A note on the Erd\"os-Faber-Lov\'asz Conjecture: quasigroups and complete digraphs

TL;DR

This paper introduces a new family of graph decompositions using quasigroups and complete digraphs that support the Erdős-Faber-Lovász Conjecture, showing these decompositions satisfy the conjecture's bounds.

Contribution

It presents a novel construction of graph decompositions based on quasigroups and complete digraphs that verify the Erdős-Faber-Lovász Conjecture.

Findings

Decompositions satisfy the conjecture's chromatic index bound

New family of decompositions constructed using quasigroups

Supports the conjecture with explicit examples

Abstract

A decomposition of a simple graph $G$ is a pair $(G,P)$ where $P$ is a set of subgraphs of $G$, which partitions the edges of $G$ in the sense that every edge of $G$ belongs to exactly one subgraph in $P$. If the elements of $P$ are induced subgraphs then the decomposition is denoted by $[G,P]$. A $k$-$P$-coloring of a decomposition $(G,P)$ is a surjective function that assigns to the edges of $G$ a color from a $k$-set of colors, such that all edges of $H\in P$ have the same color, and, if $H_1,H_2\in P$ with $V(H_1)\cap V(H_2)\neq\emptyset$ then $E(H_1)$ and $E(H_2)$ have different colors.
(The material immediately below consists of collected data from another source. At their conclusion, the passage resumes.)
PR #1721, opened 2020-11-20
IA-2341 Galaxy stop/start

rtitle:
https://broadworkbench.atlassian.net/browse/IA-2341

This PR adds new `stop` and `start` endpoints for apps, and associated PubSub handling and GKE operations. Note this PR does NOT include autostop detection for Galaxy. Will likely create a separate for PR the autostop piece.

This PR also adds locking functionality to serialize nodepool operations within a cluster. This allows us to remove the "fail-fast" semantics in front Leo and handle queued nodepool operations reliably in back Leo.

Here is a [diagram](https://lucid.app/lucidchart/177a0d3e-63db-4271-90ba-d80eb4609c67/edit?beaconFlowId=68ECC8F6AFB84971&page=0_0#?folder_id=home&browser=icon) of the stop/start flow for Kubernetes apps:

image

Dependent PRs:
* https://github.com/broadinstitute/workbench-libs/pull/374
* https://github.com/broadinstitute/sam/pull/485

Testing:
- Unit tests pass
- Manually tested on fiab
- Existing automation tests pass
- TODO: add new automation tests (will do in a separate PR)

---

In all cases:

### DIFF
--- a/core/src/main/scala/org/broadinstitute/dsde/workbench/leonardo/KeyLock.scala
+++ b/core/src/main/scala/org/broadinstitute/dsde/workbench/leonardo/KeyLock.scala
@@ -5,7 +5,7 @@ import java.util.concurrent.TimeUnit
 import cats.effect.concurrent.Semaphore
 import cats.effect.implicits._
 import cats.effect.{Blocker, ConcurrentEffect, ContextShift}
-import cats.implicits._
+import cats.syntax.all._
 import com.google.common.cache.{CacheBuilder, CacheLoader}
 
 import scala.concurrent.duration.FiniteDuration
--- a/core/src/main/scala/org/broadinstitute/dsde/workbench/leonardo/KeyLock.scala
+++ b/core/src/main/scala/org/broadinstitute/dsde/workbench/leonardo/KeyLock.scala
@@ -4,28 +4,32 @@ import java.util.concurrent.TimeUnit
 
 import cats.effect.concurrent.Semaphore
 import cats.effect.implicits._
-import cats.effect.{Blocker, Concurrent, ConcurrentEffect, ContextShift, Effect}
+import cats.effect.{Blocker, ConcurrentEffect, ContextShift}
 import cats.implicits._
 import com.google.common.cache.{CacheBuilder, CacheLoader}
 
 import scala.concurrent.duration.FiniteDuration
 
+/**
+ * A functional lock which works on a per-key basis.
+ */
 abstract class KeyLock[F[_], K] {
   def acquire(key: K): F[Unit]
   def release(key: K): F[Unit]
   def withKeyLock[A](key: K)(fa: F[A]): F[A]
 }
 object KeyLock {
-  def apply[F[_]: ConcurrentEffect: ContextShift, K <: AnyRef](expiryTime: FiniteDuration,
-                                                               maxSize: Int,
-                                                               blocker: Blocker): F[KeyLock[F, K]] =
-    Effect[F].delay(new KeyLockImpl(expiryTime, maxSize, blocker))
+  def apply[F[_]: ContextShift, K <: AnyRef](expiryTime: FiniteDuration, maxSize: Int, blocker: Blocker)(
+    implicit F: ConcurrentEffect[F]
+  ): F[KeyLock[F, K]] =
+    F.delay(new KeyLockImpl(expiryTime, maxSize, blocker))
 
   // A KeyLock implementation backed by a guava cache
-  final private class KeyLockImpl[F[_]: ConcurrentEffect: ContextShift, K <: AnyRef](expiryTime: FiniteDuration,
-                                                                                     maxSize: Int,
-                                                                                     blocker: Blocker)
-      extends KeyLock[F, K] {
+  final private class KeyLockImpl[F[_]: ContextShift, K <: AnyRef](expiryTime: FiniteDuration,
+                                                                   maxSize: Int,
+                                                                   blocker: Blocker)(
+    implicit F: ConcurrentEffect[F]
+  ) extends KeyLock[F, K] {
 
     private val cache = CacheBuilder
       .newBuilder()
@@ -41,19 +45,19 @@ object KeyLock {
 
     override def acquire(key: K): F[Unit] =
       for {
-        lock <- blocker.blockOn(Concurrent[F].delay(cache.get(key)))
+        lock <- blocker.blockOn(F.delay(cache.get(key)))
         _ <- lock.acquire
       } yield ()
 
     override def release(key: K): F[Unit] =
       for {
-        lock <- blocker.blockOn(Concurrent[F].delay(cache.get(key)))
+        lock <- blocker.blockOn(F.delay(cache.get(key)))
         _ <- lock.release
       } yield ()
 
     override def withKeyLock[A](key: K)(fa: F[A]): F[A] =
       for {
-        lock <- blocker.blockOn(Concurrent[F].delay(cache.get(key)))
+        lock <- blocker.blockOn(F.delay(cache.get(key)))
         res <- lock.withPermit(fa)
       } yield res
   }
--- a/core/src/main/scala/org/broadinstitute/dsde/workbench/leonardo/KeyLock.scala
+++ b/core/src/main/scala/org/broadinstitute/dsde/workbench/leonardo/KeyLock.scala
@@ -2,7 +2,7 @@ package org.broadinstitute.dsde.workbench.leonardo
 
 import java.util.concurrent.TimeUnit
 
-import cats.effect.concurrent.MVar
+import cats.effect.concurrent.{MVar, MVar2}
 import cats.effect.implicits._
 import cats.effect.{Blocker, Concurrent, ConcurrentEffect, ContextShift, Effect}
 import cats.implicits._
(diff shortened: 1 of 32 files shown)


http/src/main/scala/org/broadinstitute/dsde/workbench/leonardo/monitor/LeoPubsubMessageSubscriber.scala
```diff
@@ -713,22 +717,21 @@ class LeoPubsubMessageSubscriber[F[_]: Timer: ContextShift: Parallel](
     for {
       ctx <- ev.ask
 
-      // The "create app" flow does a number of things:
```
rtitle, line 714: I decided to change the nodepool creation to be asynchronous. The cluster creation is still synchronous to the message. The reason is that nodepool operations may potentially have long delays due to locks, so probably better to be async. Also the locking code is cleaner if `createNodepool` and `pollNodepool` aren't split up as separate methods.

http/src/main/scala/org/broadinstitute/dsde/workbench/leonardo/service/KubernetesServiceInterp.scala
```diff
@@ -108,9 +87,6 @@ final class LeoKubernetesServiceInterp[F[_]: Parallel](
 
       clusterId = saveClusterResult.minimalCluster.id
 
-      hasOperationInProgress <- KubernetesServiceDbQueries.hasClusterOperationInProgress(clusterId).transaction
```
rtitle, line 111: Removed "fail-fast" `hasClusterOperationInProgress` functionality because we have nodepool locking now.

core/src/main/scala/org/broadinstitute/dsde/workbench/leonardo/KeyLock.scala
```diff
@@ -0,0 +1,79 @@
...
+  def release: F[Unit]
+  def withLock[A](fa: F[A]): F[A]
+}
+object Lock {
+  def apply[F[_]: Concurrent]: F[Lock[F]] =
+    MVar.of(()).map(l => new LockImpl(l))
+
+  // A Lock implementation backed by an MVar
+  // Inspired from https://typelevel.org/cats-effect/concurrency/mvar.html#use-case-asynchronous-lock-binary-semaphore-mutex
+  final private class LockImpl[F[_]: Concurrent](lock: MVar2[F, Unit]) extends Lock[F] {
```
Qi77Qi: with Semaphore, you can have permit to require and release, is that not sufficient?

http/src/main/scala/org/broadinstitute/dsde/workbench/leonardo/util/GKEInterpreter.scala
```diff
@@ -454,33 +446,38 @@ class GKEInterpreter[F[_]: Parallel: ContextShift: Timer](
...
+                )
             )
-          else
-            logger.error(
-              s"Delete nodepool operation has failed or timed out for nodepool ${params.nodepoolId} | trace id: ${ctx.traceId}"
-            ) >>
-              F.raiseError[Unit](NodepoolDeletionException(params.nodepoolId))
+            .compile
+            .lastOrError
+          _ <- lastOp match {
```
Qi77Qi: any reason not using `traverse`?

http/src/main/scala/org/broadinstitute/dsde/workbench/leonardo/util/GKEInterpreter.scala
```diff
@@ -527,7 +524,187 @@ class GKEInterpreter[F[_]: Parallel: ContextShift: Timer](
...
+
+      _ <- logger.info(
+        s"Stopping app ${dbApp.app.appName.value} in cluster ${dbCluster.getGkeClusterId.toString} | trace id: ${ctx.traceId}"
+      )
+
+      _ <- nodepoolQuery.updateStatus(dbNodepool.id, NodepoolStatus.Provisioning).transaction
+
+      // If autoscaling is enabled, disable it first
+      _ <- if (dbNodepool.autoscalingEnabled) {
+        nodepoolLock.withKeyLock(dbCluster.getGkeClusterId) {
```
Qi77Qi, line 539: I think nodepoolLock can be `Ref[IO, Map[gkeClusterId, Semaphore[IO]]]`, and this can be 
```
permitOpt <- nodepoolLock.get(_.get(gkeClusterId))
permit <- permitOpt.fold {
        Semaphore[IO](1L).flatMap(s => nodepoolLock.modify(mp => (mp + (gkeClusterId -> s), s))) //make a new lock if not exist already
      }(p => IO.pure(p))
lock = Resource.make[IO, Unit](permit.acquire)(_ => permit.release)
_ <- lock.use {_ => ???}
```

This way we don't need the custom classes and mvar etc

core/src/main/scala/org/broadinstitute/dsde/workbench/leonardo/KeyLock.scala
rtitle: Thinking why I didn't use `Semaphore`. :) I think since we just want a mutex then `Semaphore` is a bit too powerful. But yea `Semaphore(1)` would be equivalent -- could try to use that.

http/src/main/scala/org/broadinstitute/dsde/workbench/leonardo/util/GKEInterpreter.scala
rtitle: Prob not.. copy pasted code

http/src/main/scala/org/broadinstitute/dsde/workbench/leonardo/util/GKEInterpreter.scala
rtitle: I think I tried `Ref[IO, Map[..]]` and had some issues.. but your code seems correct. I can experiment. In any case I think we'd want some helper code to remove boilerplate and make the lock easy to use.

Another reason I kinda like using guava cache is it gives us lock timeouts, to prevent potential rogue processes from holding locks forever.

Qi77Qi: ah yea, that makes sense....

http/src/main/scala/org/broadinstitute/dsde/workbench/leonardo/monitor/LeoPubsubMessageSubscriber.scala
```diff
@@ -713,22 +717,21 @@ class LeoPubsubMessageSubscriber[F[_]: Timer: ContextShift: Parallel](
...
-      //  1. create, poll, and setup cluster if it doesn't exist
-      //  2. create and poll nodepool if it doesn't exist
-      //  3. create and poll disk if it doesn't exist
-      //  4. create and poll app
+      // The "create app" flow potentially does a number of things:
+      //  1. creates a Kubernetes cluster
```
kyuksel: Doesn't the `if it doesn't exist` part still apply?

rtitle: Yeah, will add it back

core/src/main/scala/org/broadinstitute/dsde/workbench/leonardo/KeyLock.scala
```diff
@@ -0,0 +1,64 @@
...
+import cats.implicits._
+import com.google.common.cache.{CacheBuilder, CacheLoader}
+
+import scala.concurrent.duration.FiniteDuration
+
+/**
+ * A functional lock which works on a per-key basis.
+ */
+abstract class KeyLock[F[_], K] {
+  def acquire(key: K): F[Unit]
```
Qi77Qi: does `acquire` and `release` still needed as public interface?

http/src/main/scala/org/broadinstitute/dsde/workbench/leonardo/monitor/leoPubsubMessageSubscriberModels.scala
```diff
@@ -254,6 +262,16 @@ object LeoPubsubMessage {
     val messageType: LeoPubsubMessageType = LeoPubsubMessageType.BatchNodepoolCreate
   }
 
+  final case class StopAppMessage(appId: AppId, appName: AppName, project: GoogleProject, traceId: Option[TraceId])
```
Qi77Qi, line 254: I think `traceId` will always exist

core/src/main/scala/org/broadinstitute/dsde/workbench/leonardo/KeyLock.scala
rtitle: I guess not, we only use `withKeyLock`. I could remove acquire/release

http/src/main/scala/org/broadinstitute/dsde/workbench/leonardo/monitor/leoPubsubMessageSubscriberModels.scala
rtitle: actually it's optional in the base trait:
```
sealed trait LeoPubsubMessage {
  def traceId: Option[TraceId]
  def messageType: LeoPubsubMessageType
}
```

core/src/main/scala/org/broadinstitute/dsde/workbench/leonardo/KeyLock.scala
```diff
@@ -0,0 +1,50 @@
...
+import cats.effect.{Blocker, ConcurrentEffect, ContextShift}
+import cats.syntax.all._
+import com.google.common.cache.{CacheBuilder, CacheLoader}
+
+import scala.concurrent.duration.FiniteDuration
+
+/**
+ * A functional lock which works on a per-key basis.
+ */
+abstract class KeyLock[F[_], K] {
```
Qi77Qi, line 16: not necessarily in this PR, but maybe it's worth moving this to wb-libs :)

Qi77Qi (approved):
:shipit:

The \emph{chromatic index} $\chi'((G,P))$ of a decomposition $(G,P)$ is the smallest number $k$ for which there exists a $k$-$P$-coloring of $(G,P)$. The well-known Erd\"os-Faber-Lov\'asz Conjecture states that any decomposition $[K_n,P]$ satisfies $\chi'([K_n,P])\leq n$. We use quasigroups and complete digraphs to give a new family of decompositions that satisfy the conjecture.